It seems therefore reasonable to look for another method of estimating the convergence of iterative processes, one which would satisfy the following requirements.

• It should relate quantities which may be measured or estimated during the actual process.

• It should describe accurately in particular the initial stage of the process, not only its asymptotic behaviour since, after all, we are interested in keeping the number of steps necessary to obtain a good estimate as low as possible.

This seems to be almost too much to ask for. Yet, for some iterations the method of nondiscrete induction indeed leads to analytical convergence estimates which satisfy the above requirements. The essential idea, as we will describe in more detail below, is that in the method of nondiscrete induction the rate of convergence of an iterative process is considered a function rather than just a number.

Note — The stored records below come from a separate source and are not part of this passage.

PR #104, opened 2024-02-21
Add `http-response-status-invalid` error code

acfoltzer:
I failed to notice this was missing in #52. Status codes outside the range of 100-599 are [invalid](https://www.rfc-editor.org/rfc/rfc9110#section-15-6), though there is a nod to implementation-defined behavior outside those valid ranges. In practice we have found it very useful to return error codes specific to status problems to customers since our platform does not support codes outside this range, and the next-best option in the RFC 9209 equivalents is the generic `http-protocol-error` which doesn't help a user much with debugging.


pchickey:
We may not be able to accept this change before 0.3.0 - AFAIK, we are scaling back all of our subtyping aspirations to where just adding new functions to interfaces is permitted, and not changing any of the types defined in those interfaces.

acfoltzer:
Aha, that makes sense. I'm fine with putting this on ice then or changing the base revision to #101 if that's the best way to start accumulating breaking changes?

pchickey:
I guess in this repo we'll be working on 0.3.0-draft in parallel with 0.2.x-draft, so maybe landing #101 underneath a subdir (`0.3.0-draft/`?) and then we can keep iterating on both in `main`? @dicej @lukewagner wdyt?

lukewagner:
I like the idea of subdirs with versions as names; this matches what I expect we'll be doing as we release new official minor versions in the main `wasi` GH repo.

Pták derived convergence results satisfying the above requirements for a handful of examples including Newton’s method [11] (this work was refined in [8]), and an iteration for solving a certain eigenvalue problem [12]. For these examples it was shown that the convergence estimates resulting from the method of nondiscrete induction are indeed optimal in the sense that in certain cases they are attained in every step of the iteration. In addition to the original papers, comprehensive statements of such sharpness results are given in the book of Potra and Pták; see, e.g., [9, Proposition 5.10] for Newton’s method and [9, Proposition 7.5] for the eigenvalue iteration.

Despite these strong theoretical results, it appears that the method of nondiscrete induction never became widely known. Even in the literature on Newton methods for nonlinear problems it is often mentioned only marginally (if at all); see, e.g., Deuflhard’s monograph [2, p. 49]. Part of the reason for this neglect of the method may be the lack of numerically computed examples in the original publications.

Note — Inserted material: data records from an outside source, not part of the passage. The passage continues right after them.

PR #106, opened 2024-03-07
add draft of wasi:http@0.3.0

dicej:
This adds a `wit-0.3.0-draft` directory so we can iterate on the 0.3.0 design in parallel with the 0.2.x work.  It's currently an exact copy of the `wit` directory except for the `handler.wit`, `proxy.wit`, and `types.wit` files, which have been updated to assume Component Model async, `stream`s, and `future`s are available.

High level description:

- The incoming-handler and outgoing-handler interfaces have been combined into a single handler interface.
- The incoming- and outgoing- variations of request, response, and body have been combined.
- I've added a option<request-options> field to request since it would be awkward to leave it as a parameter of handler.handle (e.g. what would it mean to receive such a parameter for an incoming request or for a request passed from one component to the other without any use of the network?).
- I've added a request-options-error (analogous to header-error) to distinguish between unsupported fields and immutable handles.
- We use `stream<u8>` and `future<trailers>` where appropriate.

You can find a working implementation of this API, plus several examples, in the [isyswasfa](https://github.com/dicej/isyswasfa) repository.

This PR supersedes #101.

### DIFF
--- a/imports.md
+++ b/imports.md
@@ -810,11 +810,9 @@ http-related errors.</p>
 which have multiple values are represented by multiple entries in this
 list with the same key.</p>
 <p>The tuple is a pair of the field key, represented as a string, and
-Value, represented as a list of bytes. In a valid Fields, all keys
-and values are valid UTF-8 strings. However, values are not always
-well-formed, so they are represented as a raw list of bytes.</p>
-<p>An error result will be returned if any header or value was
-syntactically invalid, or if a header was forbidden.</p>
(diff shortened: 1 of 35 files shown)


lukewagner (approved):
LGTM, nice work on all this!  I think anyone who wants to comment on the draft has had plenty of chance in #101, so I'll just wait a day before merging, in case anyone has any basic directory-layout or procedural comments.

The goals of this paper are: (1) to motivate and prove a theorem on nondiscrete induction due to Potra and Pták that is directly applicable in the analysis of iterative processes, (2) to explain on two examples (namely the Newton iterations for the matrix polar decomposition and the matrix square root) how the method of nondiscrete induction can be applied to matrix iterations in numerical linear algebra, and (3) to demonstrate the method’s effectiveness as well as discuss some of its weaknesses in the numerical linear algebra context. It must be stressed upfront, that most theoretical results in Sections 3 and 4 also could be derived using the general theory of Newton’s method for nonlinear operators in Banach spaces as described in [9, Chapters 2 and 5] and in the related papers of Potra and Pták, in particular [8, 11]. The strategy in this paper is, however, to apply the method of nondiscrete induction without any functional analytic framework and differentiability assumptions directly to the given algebraic matrix iterations.

The paper is organized as follows. In Section 2 we describe the method of nondiscrete induction and derive the theorem of Potra and Pták. We then apply this theorem in analysis the Newton iterations for computing the matrix polar decomposition (Section 3) and the matrix square root (Section 4). For both iterations we prove convergence results and illustrate them numerically. In Section 5 we give concluding remarks and an outlook to further work.

## 2 The method of nondiscrete induction

In most of the publications on the method of nondiscrete induction, Pták formulated the method based on his “Induction Theorem”, which is an inclusion result for certain subsets of a metric space; see, e.g., [11, p. 280], [12, p. 225], [13, p. 282], [14, p. 52], or the book of Potra and Pták [9, Proposition 1.7]. Instead of the original Induction Theorem we will in this paper use a result that was stated and proven by Potra and Pták as a “particular case of the Induction Theorem” in [9, Proposition 1.9]; also cf. [8, p. 66]. Unlike the Induction Theorem, this result is formulated directly in terms of an iterative algorithm, and therefore it is easier to apply in our context. In order to fully explain the result and its consequences for the analysis of iterative algorithms we will below give a motivation of the required concepts as well as a complete proof of the assertion without referring to the Induction Theorem.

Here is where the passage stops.